1. ifmcstat before test:
 em0:
	inet 10.9.8.6
	igmpv2
		group 224.0.0.1 mode exclude
			mcast-macaddr 01:00:5e:00:00:01
	inet6 fe80::222:4dff:fe6a:5eb9%em0 scopeid 0x1
	mldv1 flags=2<USEALLOW>
		group ff01::1%em0 scopeid 0x1 mode exclude
			mcast-macaddr 33:33:00:00:00:01
		group ff02::1%em0 scopeid 0x1 mode exclude
			mcast-macaddr 33:33:00:00:00:01
2. ifconfig em0 inet6 fc00::2
3. ifmcstat
em0:
	inet6 fe80::222:4dff:fe6a:5eb9%em0 scopeid 0x1
	mldv1 flags=2<USEALLOW>
		group ff02::2:d4f1:c447%em0 scopeid 0x1 mode exclude
			mcast-macaddr 33:33:d4:f1:c4:47
		group ff02::2:ffd4:f1c4%em0 scopeid 0x1 mode exclude
			mcast-macaddr 33:33:ff:d4:f1:c4
		group ff02::1:ff00:2%em0 scopeid 0x1 mode exclude
			mcast-macaddr 33:33:ff:00:00:02
	inet 10.9.8.6
	igmpv2
		group 224.0.0.1 mode exclude
			mcast-macaddr 01:00:5e:00:00:01
	inet6 fe80::222:4dff:fe6a:5eb9%em0 scopeid 0x1
	mldv1 flags=2<USEALLOW>
		group ff01::1%em0 scopeid 0x1 mode exclude
			mcast-macaddr 33:33:00:00:00:01
		group ff02::1%em0 scopeid 0x1 mode exclude
			mcast-macaddr 33:33:00:00:00:01
4. Wait about 1 minute
5. ifmcstat 
em0:
	inet 10.9.8.6
	igmpv2
		group 224.0.0.1 mode exclude
			mcast-macaddr 01:00:5e:00:00:01
	inet6 fe80::222:4dff:fe6a:5eb9%em0 scopeid 0x1
	mldv1 flags=2<USEALLOW>
		group ff01::1%em0 scopeid 0x1 mode exclude
			mcast-macaddr 33:33:00:00:00:01
		group ff02::1%em0 scopeid 0x1 mode exclude
			mcast-macaddr 33:33:00:00:00:01
6. On the second host: ndp -c && ping6 fc00::2 => no reply
Comment 10 Andrey V. Elsukov freebsd_committer 2018-12-08 12:02:09 UTC
This looks like really bad problem for 12.0 release. Can somebody check and confirm that the system leaves multicast groups? If it is not only my machine, this can break IPv6 connectivity after upgrade.
Comment 11 Andrey V. Elsukov freebsd_committer 2018-12-13 13:17:36 UTC
Also there is memory leak for "in6_multi" type. It can be observed by this script:

while true; do
ifconfig mce3 inet6 fe80::15
sleep 2
done
Comment 12 Hans Petter Selasky freebsd_committer 2018-12-17 14:43:21 UTC
Created attachment 200199 [details]
Fix missing decrement of refcount in IPv6 code.

Hi,

Please find attached a patch to try to fix this issue.

--HPS
Comment 13 Andrey V. Elsukov freebsd_committer 2018-12-17 15:24:22 UTC
So, my guess is that (In reply to Hans Petter Selasky from comment #12)
> Created attachment 200199 [details]
> Fix missing decrement of refcount in IPv6 code.
> 
> Hi,
> 
> Please find attached a patch to try to fix this issue.

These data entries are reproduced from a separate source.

PR #6539, opened 2018-06-03
Add getTimesPosix

FreeSlave:
I'm not sure about the order of arguments in getTimesPosix.
Maybe you want it to follow getTimesWin-like approach when the additional argument is the first among SysTime arguments.

### DIFF
--- a/std/file.d
+++ b/std/file.d
@@ -51,6 +51,7 @@ $(TR $(TD Attributes) $(TD
 ))
 $(TR $(TD Timestamp) $(TD
           $(LREF getTimes)
+          $(LREF getTimesPosix)
           $(LREF getTimesWin)
           $(LREF setTimes)
           $(LREF timeLastModified)
@@ -1374,6 +1375,56 @@ version (StdDdoc)
                         out SysTime fileModificationTime)
     if (isInputRange!R && !isInfinite!R && isSomeChar!(ElementEncodingType!R) &&
         !isConvertibleToString!R);
+
+    /++
+     $(BLUE This function is Posix-Only.)
+
+     Get access/modified/change times of file `name`.
+
+     This is the same as `getTimes` except that it also gives you the file
+     status change time.
+
+     Params:
+     name             = File _name to get times for.
+     accessTime       = Time the file was last accessed.
+     modificationTime = Time the file was last modified.
+     changeTime       = Time the file status was last changed.
+
+     Throws:
+     $(LREF FileException) on error.
+     +/
+    void getTimesPosix(R)(R name,
+              out SysTime accessTime,
+              out SysTime modificationTime,
+              out SysTime changeTime)
+    if (isInputRange!R && !isInfinite!R && isSomeChar!(ElementEncodingType!R) &&
+        !isConvertibleToString!R);
+}
+else version(Posix)
+{
+    void getTimesPosix(R)(R name,
+              out SysTime accessTime,
+              out SysTime modificationTime,
+              out SysTime changeTime)
+    if (isInputRange!R && !isInfinite!R && isSomeChar!(ElementEncodingType!R) &&
+        !isConvertibleToString!R)
+    {
+        stat_t statbuf = void;
+        fillStatBuf(name, statbuf);
+
+        accessTime = statTimeToStdTime!'a'(statbuf);
+        modificationTime = statTimeToStdTime!'m'(statbuf);
+        changeTime = statTimeToStdTime!'c'(statbuf);
+    }
+
+    void getTimesPosix(R)(auto ref R name,
+              out SysTime accessTime,
+              out SysTime modificationTime,
+              out SysTime changeTime)
+    if (isConvertibleToString!R)
+    {
+        return getTimesPosix!(StringTypeOf!R)(name, accessTime, modificationTime);
+    }
 }
 else version (Windows)
 {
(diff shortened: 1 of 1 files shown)


std/file.d
```diff
@@ -1463,6 +1519,68 @@ version(Windows) @system unittest
...
+            auto diffa = accessTime2 - currTime;
+            auto diffm = modificationTime2 - currTime;
+            auto diffc = changeTime2 - currTime;
+            scope(failure) writefln("[%s] [%s] [%s] [%s] [%s] [%s] [%s]",
+                                    accessTime2, modificationTime2, changeTime2, currTime, diffa, diffm, diffc);
+
+            //There is no guarantee that the access time will be updated.
+            assert(abs(diffa) <= leeway + sleepTime);
+            assert(abs(diffm) <= leeway);
+            assert(abs(diffc) <= leeway);
```
CyberShadow: Are these tests meaningful with `sleepTime < leeway`?

std/file.d
```diff
@@ -1463,6 +1519,68 @@ version(Windows) @system unittest
...
+        }
+
+        assert(accessTime1 <= accessTime2);
+        assert(modificationTime1 <= modificationTime2);
```
CyberShadow: Why `<=` and not `<` ? AFAIK the lowest precision of filesystem timestamps is FAT32 with 2 seconds, which should still almost always pass this test with `<`.

CyberShadow:
Pinging @andralex as he requested that his approval is obtained for any new Phobos symbols.

Summary: this adds `getTimesPosix` to complement `getTimesWin`. Currently, there is no D-ish way to get the "changed" timestamp of a file on POSIX, other than first wrapping it in a `DirEntry` and querying that.

wilzbach:
Why not do the following to have a unified API for all OSes?

```d
Times getTimes(R)(R name)
...
struct Times
{
    SysTime accessTime;
    SysTime modificationTime;
    version(Windows) SysTime creationTime;
    version(Posix) SysTime statusChangeTime;
}
```

This will probably be a lot less confusing than having getTimes, getTimesWin and getTimesPosix which all only marginally differ.

CyberShadow:
That's pretty much what `DirEntry` already is.

wilzbach:
Cool! So we have a successful precedent?

CyberShadow:
Not sure what you mean by that :)

I guess we *could* go in the other direction and instead of adding `getTimesPosix` to complement `getTimesWin`, deprecate `getTimesWin` in favor of `DirEntry`. Is that what you meant?

CyberShadow:
BTW, perhaps that could also be a good direction for a solution for #5755? Add a `DirEntry` constructor that takes a name and `stat_t`.

wilzbach:
Oh sorry for not being so specific. I was dumply thinking that DirEntry only works for directories, but yeah of course it does for files too.
So I was actually thinking about adding a `getTimes` function that only takes a name and returns a DirEntry-like object (or maybe even a DirEntry) and yep then we could deprecate getTimesWin which would be an additional win in my opinion.
Anyhow if we decide to add an additional constructor overload to DirEntry, we probably want to add the convenience `dirEntry`  too as that's a common pattern throughout Phobos for nice UFCS usage.

CyberShadow:
> So I was actually thinking about adding a getTimes function that only takes a name and returns a DirEntry-like object (or maybe even a DirEntry)

My point was that would be entirely redundant because you can use `DirEntry` itself in exactly the same way:

```d
auto de = DirEntry(fileName);
writeln(de.timeLastModified);
writeln(de.timeLastAccessed);
```
etc.


> Anyhow if we decide to add an additional constructor overload to DirEntry, we probably want to add the convenience dirEntry too as that's a common pattern throughout Phobos for nice UFCS usage.

Funny of you to say that, as there *was* a `dirEntry` function not too long ago, which got deprecated in favor of the constructor.

In any case, constructors are UFCS-able, so...

```d
	string fn;
	auto de = fn.DirEntry;
```

std/file.d
FreeSlave: I don't know, I just copied tests from getTimes.

std/file.d
FreeSlave: Again, it's just copy-paste from getTimes. Not very good, but getTimesWin also has this copy-paste

FreeSlave:
If we deprecate getTimesWin in favor of DirEntry, we can deprecate getTimes too.

FreeSlave:
> BTW, perhaps that could also be a good direction for a solution for #5755? Add a DirEntry constructor that takes a name and stat_t.

Such constructor can be added, but I hardly see it as a solution. The user may want to avoid using DirEntry.

CyberShadow:
> The user may want to avoid using DirEntry.

Why though?

FreeSlave:
> Why though?

On Posix It's not nothrow, not pure, etc.

andralex:
All - please educate me. Why not use `DirEntry` for this?

FreeSlave:
In this case DirEntry is ok. I just thought we need a mirror function to complement getTimesWin.

I would like you to give some attention to #5755 which is also related to time functions and more important in my opinion.

jmdavis:
All this does over `getTimes` is provide the value for `st_ctim`, which I very much doubt that very many people want, and honestly, I question the value of either `getTimes` or `getTimesWin` over `DirEntry`, but I believe that they predate being able to get a `DirEntry` for a file without calling `dirEntries`.

andralex:
Cool, I approved #5755

wilzbach:
Why was this merged?
I thought there was a consensus that this is the wrong direction and that we should rather deprecate getTimesWin instead of introducing new platform specific functions in a supposedly abstracting standard library.

Also this has never been approved by @andralex and for good reasons all new public symbols need to be approved by Andrei.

The assertion in in6_mcast.c fires just after boot.
Comment 14 Hans Petter Selasky freebsd_committer 2018-12-17 16:29:09 UTC
Can you show the backtrace?
Comment 15 Hans Petter Selasky freebsd_committer 2018-12-17 16:29:53 UTC
Can you try the patch with MPASS() removed?